Ford’s extraordinary effort to train dealers, educate insurers and design the F-150 to be as repair-friendly as possible helped make it ultimately cheaper to fix and replace than the steel-bodied previous generation.
Bob Tomes was among the Ford Motor Co. dealers who sank thousands of dollars into new equipment and training to repair the automaker’s aluminium F150 pickup when it debuted in late 2014.
Mother Nature showed him that it was the right call. Back-to-back Texas hailstorms in the spring of 2017 filled his eponymous dealership’s service bays in McKinney with dented and damaged pickups. But the F-150’s modular architecture and extensive training given to his nine certified technicians resulted in speedy repairs that cost as much as $2 000 less than similarly damaged steel-bodied vehicles, Tomes said. “We were called upon to make that investment, and you have to step up,” Tomes said. “I think we’re very pleased with how it turned out.”
So is Ford, whose big bet on aluminium for its hugely profitable F-series franchise prompted persistent questions – and relentless attacks from rivals – about whether the pickup would cost more to repair and insure.

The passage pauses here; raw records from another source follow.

PR #187, opened 2021-02-22
Staging wifi 1595 dfs channel list

AmmadRehmatCUS:
Staging wifi 1595 dfs channel list

-  channels list only has backup_channel in order to control which channel should the hostapd choose in case of DFS event.
-  5G frequencies are treated as only 5G radios and not 5GU/5GL

### DIFF
--- a/feeds/wifi-trunk/hostapd/patches/901-hapd-ubus-channel-switch.patch
+++ b/feeds/wifi-trunk/hostapd/patches/901-hapd-ubus-channel-switch.patch
@@ -140,8 +140,8 @@ Index: hostapd-2020-06-08-5a8b3662/src/ap/ubus.h
  };
  
 +enum hostapd_ubus_chan_event_reason {
-+	HOSTAPD_UBUS_HIGH_INTERFERENCE,
-+	HOSTAPD_UBUS_DFS_SWITCH
++	HOSTAPD_UBUS_DFS_SWITCH,
++	HOSTAPD_UBUS_HIGH_INTERFERENCE
 +};
 +
  struct hostapd_ubus_request {
--- a/feeds/wlan-ap/opensync/src/platform/openwrt/src/lib/target/src/radio.c
+++ b/feeds/wlan-ap/opensync/src/platform/openwrt/src/lib/target/src/radio.c
@@ -274,7 +274,6 @@ bool target_radio_config_set2(const struct schema_Wifi_Radio_Config *rconf,
 
 	char phy[6];
 	char ifname[8];
-	int list_channels[IEEE80211_CHAN_MAX] , list_channels_len = 0;
 
 	strncpy(ifname, rconf->if_name, sizeof(ifname));
 	strncpy(phy, target_map_ifname(ifname), sizeof(phy));
@@ -342,14 +341,12 @@ bool target_radio_config_set2(const struct schema_Wifi_Radio_Config *rconf,
 			 LOGE("%s: failed to set ht/hwmode", rconf->if_name);
 	}
 
-	list_channels_len = phy_get_list_channels_dfs(phy, list_channels);
-	if (list_channels_len) {
-		struct blob_attr *n;
+	struct blob_attr *n;
+	int backup_channel = 0;
+	backup_channel = rrm_get_backup_channel(rconf->freq_band);
+	if(backup_channel) {
 		n = blobmsg_open_array(&b, "channels");
-		for(int i = 0; i < list_channels_len; i++)
-		{
-			blobmsg_add_u32(&b, NULL, list_channels[i]);
-		}
+		blobmsg_add_u32(&b, NULL, backup_channel);
 		blobmsg_close_array(&b, n);
 	}
 
--- a/feeds/wlan-ap/opensync/src/platform/openwrt/src/lib/target/src/rrm_config.c
+++ b/feeds/wlan-ap/opensync/src/platform/openwrt/src/lib/target/src/rrm_config.c
@@ -53,6 +53,22 @@ void rrm_config_vif(struct blob_buf *b, struct blob_buf *del, const char * freq_
 	return;
 }
 
+int rrm_get_backup_channel(const char * freq_band)
+{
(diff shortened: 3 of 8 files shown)


feeds/wlan-ap/opensync/src/platform/openwrt/src/lib/target/src/radio.c
```diff
@@ -342,16 +341,11 @@ bool target_radio_config_set2(const struct schema_Wifi_Radio_Config *rconf,
...
-		for(int i = 0; i < list_channels_len; i++)
-		{
-			blobmsg_add_u32(&b, NULL, list_channels[i]);
-		}
-		blobmsg_close_array(&b, n);
-	}
+	struct blob_attr *n;
+	n = blobmsg_open_array(&b, "channels");
+	blobmsg_add_u32(&b, NULL, rconf->channel);
+	blobmsg_add_u32(&b, NULL, rrm_get_backup_channel(rconf->freq_band));
```
RickSommerville, line 346: Does it matter that this is now an option instead of a list with 1 entry?

The call to rrm_get_backup_channel() can fail returning 0.  What happens in hostapd when we set this channel to 0?  Previously, we had 'channels' set the same as 'channel' due to scripting.  Would that be a safer option in this case.

feeds/wlan-ap/opensync/src/platform/openwrt/src/lib/target/src/rrm_config.c
```diff
@@ -53,6 +53,22 @@ void rrm_config_vif(struct blob_buf *b, struct blob_buf *del, const char * freq_
...
+int rrm_get_backup_channel(const char * freq_band)
+{
+	struct schema_Wifi_RRM_Config conf;
+
+	memset(&conf, 0, sizeof(conf));
+	if (false == ovsdb_table_select_one(&table_Wifi_RRM_Config,
+			SCHEMA_COLUMN(Wifi_RRM_Config, freq_band), freq_band, &conf))
+	{
+		LOG(ERR, "Wifi_Radio_Config: No RRM for band %s", freq_band );
+		return 0;
```
RickSommerville, line 65: This is the failure I mentioned above.

feeds/wlan-ap/opensync/src/platform/openwrt/src/lib/target/src/rrm_config.c
```diff
@@ -96,12 +112,35 @@ static bool rrm_config_changed( struct schema_Wifi_RRM_Config *old,
...
+
+	return true;
+}
+
 static bool rrm_config_set( struct schema_Wifi_RRM_Config *old,
 	struct schema_Wifi_RRM_Config *conf ) 
 {
 	if (rrm_config_changed(old, conf)) {
-		return( rrm_config_update(conf, true));
+		rrm_config_update(conf, true);
```
RickSommerville, line 137: Lost the ability to report an error upstream.  Could create 'bool rc = true;' and "AND" it with the return from the two functions. 

I don't think it matters because we discard the return code a layer up.

RickSommerville (commented):
See comments

feeds/wifi-trunk/hostapd/patches/901-hapd-ubus-channel-switch.patch
```diff
@@ -140,8 +140,8 @@ Index: hostapd-2020-06-08-5a8b3662/src/ap/ubus.h
  };
  
 +enum hostapd_ubus_chan_event_reason {
-+	HOSTAPD_UBUS_HIGH_INTERFERENCE,
-+	HOSTAPD_UBUS_DFS_SWITCH
++	HOSTAPD_UBUS_DFS_SWITCH,
```
RickSommerville, line 143: What does this change do?

RickSommerville:
Also these two commits should be squashed.  Second is dependant on first and first is incorrect without the second.

Both defects can refer to same commit for closure.

feeds/wlan-ap/opensync/src/platform/openwrt/src/lib/target/src/rrm_config.c
AmmadRehmatCUS: this is to avoid returning if both rrm_config_changed and rrm_radio_config_update conditions are true , we dont want to return from here without executing the rest of the function

feeds/wifi-trunk/hostapd/patches/901-hapd-ubus-channel-switch.patch
AmmadRehmatCUS: this is to align with how the enum is defined in the protobufs

feeds/wlan-ap/opensync/src/platform/openwrt/src/lib/target/src/radio.c
AmmadRehmatCUS: @RickSommerville  I can add a check before writing the backup channel that its not 0, by providing the current channel alone in the list we would limit the AP from switching in case of radar event,

feeds/wlan-ap/opensync/src/src/sm/src/ubus_collector.c
```diff
@@ -126,13 +126,13 @@ static int frequency_to_channel(int freq)
 static radio_type_t frequency_to_band(int freq)
 {
 	int chan = frequency_to_channel(freq);
-
+	/*Need to add support for differentiating between 5G,5GU and 5GL*/
```
RickSommerville, line 129: This function is also used for the Client events: authenticate, associate, and disconnect.
Did you intend to change their behaviour?
Did they have the same problem?
Did you test that this better for them?

AmmadRehmatCUS: I assumed that since we are supporting 2 radio device only for release 1 it would be same for client events, although some regression testing will be required. If my assumption is incorrect we will have to make 2 separate functions although in case of client events we would face the same problem on 2 radio devices that radios will be reported as 5GU/5GL no 5G.

PR #193, opened 2021-02-24
Wifi-1623 : Any event coming from hostapd with 5G frequency will be t…

AmmadRehmatCUS:
Wifi-1623 : Any event coming from hostapd with 5G frequency will be treated as 5G radio only

-  channels list only has backup_channel in order to control which channel should the hostapd choose in case of DFS event.
-  5G frequencies are treated as only 5G radios and not 5GU/5GL

### DIFF
--- a/feeds/wlan-ap/opensync/src/platform/openwrt/src/lib/target/src/radio.c
+++ b/feeds/wlan-ap/opensync/src/platform/openwrt/src/lib/target/src/radio.c
@@ -274,7 +274,6 @@ bool target_radio_config_set2(const struct schema_Wifi_Radio_Config *rconf,
 
 	char phy[6];
 	char ifname[8];
-	int list_channels[IEEE80211_CHAN_MAX] , list_channels_len = 0;
 
 	strncpy(ifname, rconf->if_name, sizeof(ifname));
 	strncpy(phy, target_map_ifname(ifname), sizeof(phy));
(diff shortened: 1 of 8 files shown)


feeds/wlan-ap/opensync/src/platform/openwrt/src/lib/target/src/radio.c
```diff
@@ -342,14 +341,12 @@ bool target_radio_config_set2(const struct schema_Wifi_Radio_Config *rconf,
...
+	backup_channel = rrm_get_backup_channel(rconf->freq_band);
+	if(backup_channel) {
 		n = blobmsg_open_array(&b, "channels");
-		for(int i = 0; i < list_channels_len; i++)
-		{
-			blobmsg_add_u32(&b, NULL, list_channels[i]);
-		}
+		blobmsg_add_u32(&b, NULL, backup_channel);
 		blobmsg_close_array(&b, n);
 	}
```
RickSommerville, line 351: Should we be deleting the list if no backup channel is supplied?  Couldn't this result in stale data?  Deleting the list would leave the old default channels = channel behaviour.

RickSommerville: Implemented.

RickSommerville:
Merged, thanks

PR #195, opened 2021-02-25
Wifi-1572 Repair vif state to show the correct number of associated clients

yashvardhan-netex:
This patch primarily reverts fdf5bb6e96f0b232a99903777f628769ec47aa55
(opensync: add average STA RSSI tracking). Netlink request to track STA RSSI
every 10 secs was leading to a race condition because the receive callback
for the request was also used to receive rest of the nl80211 events.
This was resulting in lost messages and hence VIF State was not getting populated correctly.
Now, the code to poll for STA RSSI in opensync is redundant and is not used because STA RSSI is already
tracked in hostapd. Removing it solves the redundancy and the race.


RickSommerville (approved):
Looks good.

RickSommerville:
Merged, thank you.

PR #198, opened 2021-02-25
Wifi-1470 Fix missing ip string to bytes conversion

yashvardhan-netex:
IP event protobuf expects ip address to be in the form of bytes.
Added the missing conversion.


RickSommerville (approved):

RickSommerville:
Merged, thanks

But insurance data shows that an extraordinary effort to train dealers, educate insurers and design the vehicle to be as repair-friendly as possible helped make it ultimately cheaper to fix and replace than the previous generation, a goal to which Ford engineers aspired from the project’s inception. “It was our moon shot,” Dave Johnson, Ford’s global director of service engineering operations, said in an interview. “We wanted them to be insurable on par with a steel F-150.”
Aluminium is lighter than steel, but it generally costs more and sustains damage more easily. Switching materials helped Ford cut the weight of the F-150 by up to 700 pounds but had the potential to make the company’s top-selling and most lucrative vehicle line vulnerable if buyers began to perceive the trucks as weaker or more expensive to own. “Given the fact it was aluminium intensive, and prior aluminium vehicles indicated collision claim severities increased, there was concern the same would occur with the F-150,” Matt Moore, senior vice president of the Highway Loss Data Institute said. “Simply put, when we look at the overall losses relative to the other pickup trucks, there’s not a change, which was not consistent with expectations.” A spokeswoman for State Farm said that insurance prices for the aluminium pickup are roughly in line with those of the previous model.
Ford also has priced replacement parts for the aluminium pickup lower. The Highway Loss Data Institute found that total parts costs for the 2015-16 aluminium F-150s are 16% less than those for the 2014 steel pickups. That includes a 43% drop for bonnets and taillights and a 37% decrease for front bumpers. Rear bumpers and bedside replacement parts cost more, though. The Highway Loss Data Institute noted, for example, that bumpers on the new pickup use chrome and do not require painting as those on the steel versions do, which saves roughly $150.
The aluminium F-150 rollout also included extensive training and education for dealers and Ford offered its retail network a voluntary Collision Repair Programme to train service shop technicians how to work with the material.
Dealers were responsible for buying new equipment that cost between $30 000 and $50 000, although they could get rebates from Ford worth roughly $10 000. Equipment included a rubberised curtain to separate aluminium repairs from work on steel vehicles because aluminium dust can ignite and explode if cross-contaminated with steel dust. “That was critical; we knew we were asking dealers to do something big with us,” Johnson said. “We knew we needed to have coverage across the country.” As part of that dealer training, Ford brought in insurance adjusters to familiarise them with changes to the vehicle. Bonanni said the company has trained nearly 6 000 adjusters to date.